1. When and why did you start writing poetry?

I started writing in a committed and focused way in 2017 when I first enrolled at Faber Academy. There had been some verse writing before, but no consistent effort. Poetry seemed the inescapable outcome of my years studying and working as a translator, even though my love for poetry began much earlier on.

The truth is I write poetry because I can’t do anything else. Because I need to give my obsessions a body to escape out of me. We write the poems we write because there’s a place for them in the world, they have a reason to exist.

2. Who introduced you to poetry?

Nobody introduced me. A series of coincidences led me on this path.

My family is working class but there were books around. I remember being 12 and finding a slim black volume of E. A. Poe’s short stories and verse, which in turn led me to discover Baudelaire and Les Fleurs du Mal – both these authors awoke something big in me at the time.

From then on I often encountered poetry, one way or the other. I studied Russian language and literature at university, which gave me access to plenty of poets I wasn’t aware of. I am particularly fond of authors of the ‘Silver Century’ like Anna Akhmatova, Marina Tsvetaeva, Osip Mandel’shtam, Zinaida Gippius, Daniil Kharms, and other like Elena Shvarts (more Soviet) and Aleksander Pushkin (Golden Century), etc.

3. How did you decide on the order of poems in “These Queer Merboys”?
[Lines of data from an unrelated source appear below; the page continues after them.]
Issue #2048, opened 2015-05-13
Poor and unclear documentation of label orientation


istarnx:
Can you guys make it easier to understand the direction in which labels will render? 

This has no description for "orientation":
http://plottablejs.org/docs/classes/plottable.component.axislabel.html#constructor

...and this is unclear: ("The orientation of the Label (horizontal/left/right) (default = "horizontal")")
http://plottablejs.org/docs/classes/plottable.component.label.html#constructor

Really, we're talking about the rotation of the text:
- 0 deg (default, horizontal left-to-right), 90 deg (vertical top-to-bottom), and -90 deg (vertical bottom-to-top)

Ideally, these would be (self-documenting...) string constants with some description... somewhere. :)

jtlan:
Another possibility is to take a `number` the same way `tickLabelAngle()` (on `Axes.Category`) does.

PR #2132, opened 2015-05-21
Label constructor now takes angle as an optional parameter.

### LINKED ISSUE #2130: Label constructor should take angle
Missed this when #2092 went in, but `Label`s should take an angle in their constructor, the way they used to take an `orientation` in the constructor.

jtlan:
..the same way that the old constructor used to take the orientation as a parameter.

Close #2130.

### DIFF
--- a/src/components/label.ts
+++ b/src/components/label.ts
@@ -90,6 +90,12 @@ export module Components {
       if (angle == null) {
         return this._angle;
       } else {
+        angle %= 360;
+        if (angle > 180) {
+          angle -= 360;
+        } else if (angle < -180) {
+          angle += 360;
+        }
         if (angle === -90 || angle === 0 || angle === 90) {
           this._angle = angle;
         } else {
--- a/src/components/label.ts
+++ b/src/components/label.ts
@@ -14,12 +14,11 @@ export module Components {
     /**
      * Creates a Label.
      *
-     * A label is component that renders just text. The most common use of
-     * labels is to create a title or axis labels.
+     * A Label is a Component that draws a single line of text.
      *
      * @constructor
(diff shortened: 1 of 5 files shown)


crmorford:
Reason for this? 
If i see a number with the parameter name "angle" as a parameter, I'm going to expect to be able to put in anything 0-360. The strings felt discrete, this feels like it should be continuous and I find it a bit misleading.

Also confused about why don't 180 and 270 work? I tried 270 before -90, it felt more intuitive to me.

jtlan:
Originally the API was changed (in #2092) because of #2048. If later we want to support labels at tilted angles (45 degrees, etc), passing in the angle seems more expandable. It's also closer in line with the `tickLabelAngle()` API point on `Axes.Category`.

crmorford:
Hm okay I see the advantages if we want to support tilted angles later. 
But can we also handle 270 correctly? That's more natural to me.

jtlan:
>But can we also handle 270 correctly? That's more natural to me.
Yeah, we can add a parser that converts arbitrarily large numbers to a valid range.

src/components/label.ts
```diff
@@ -19,12 +19,13 @@ export module Components {
      *
      * @constructor
      * @param {string} displayText The text of the Label (default = "").
+     * @param {number} angle The rotation angle of the text (default = 0).
```
aicioara: Mention that 0 means horizontal. As a reader of this documentation, I have no idea what a rotation of 0 means in this library

aicioara: (I hope it means horizontal)

aicioara:
Rest looks good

It was essential to have a red thread that would connect all poems from the first to the last page. A book of poetry is a sentient thing asking you to come alive. You must create for it a functional body, a habitat where each of these feral creatures can cohabit harmonically. Not necessarily a narrative, it could be a vibe or a subtle recurrent theme. The poems need to speak to one other, you create a dialogue or a score that will allow the music of the verse to flow freely.

4. How aware are and were you of the dominating presence of older poets traditional and contemporary?

I don’t really give traditional poets much thought. They ‘did their thing’ in their own time, as we ‘do our thing’ now.

Some had an influence on me like Sylvia Plath, Sappho, the Ted Hughes of Crow, e.e. cummings, or the Russian poets I mentioned earlier.

As per contemporary poets, names like Richard Scott, Emily Berry, Anne Carson, Ella Frears, Luke Kennard, Denise Riley, John McCullough, Melissa Lee-Houghton, Daniel Sluman, Sam Sax, have been fundamental for my growth as a baby poet…

4.1. How have “Richard Scott, Emily Berry, Anne Carson, Ella Frears, Luke Kennard and others…” been fundamental to your growth as a poet?

My first attempts at poetry were massively influenced by the work of Emily Berry and Luke Kennard. Berry’s exploration of human flaws, power games and manipulative relationships, and Luke’s surrealism contributed to how I write today.

Richard Scott has been my teacher and always encouraged me. ‘Soho’ is a book that makes my knees weak.

John McCullough and Melissa Lee-Houghton, who always give sound advice and whose poetry should be celebrated a lot more, are two of the best poets in the UK today and two of the most generous. I look up to them a lot.

Anne Carson is a genius and I have no clue how she does what she does, but I worship her.

These are authors whose book I go back to whenever I forget how to write. 

5. What is your daily writing routine?

I have tried time and time again to establish one in vain. I try to grasp every moment my mental health allows and use that to jot a few lines down. Watching TV series and films that put me in the mood seems to help and it is a way to discover strange and unusual words.

6. How did you come up with the idea of “mermen”?

I came up with the mermen idea shortly after starting to write poetry. Lots of poets were already writing about everyday queer subjects and I felt the need to ‘distinguish’ myself a bit. Having been always obsessed with mermaids, the idea of combining that obsession with queer subjects was a natural choice.

The mermen themselves aren’t the subject of course, but a lens that allows me to talk about queer themes (if we can ever talk about themes or subjects in poetry) and queer feelings with a surreal edge.

I must say such a quirky approach fits my personality well and so I never have to force the mermen into my poems, they just appear, like the sneaky buggers that they are.

7. What subjects, aside from queerness motivate you to write, or is it all part and parcel?

Mental health, as it affects every moment of my life.

I like to write about body shaming, which is a big issue among gay men, and to celebrate the beauty of the male body in all its shapes.

8. How do the writers you read when you were young influence your work today?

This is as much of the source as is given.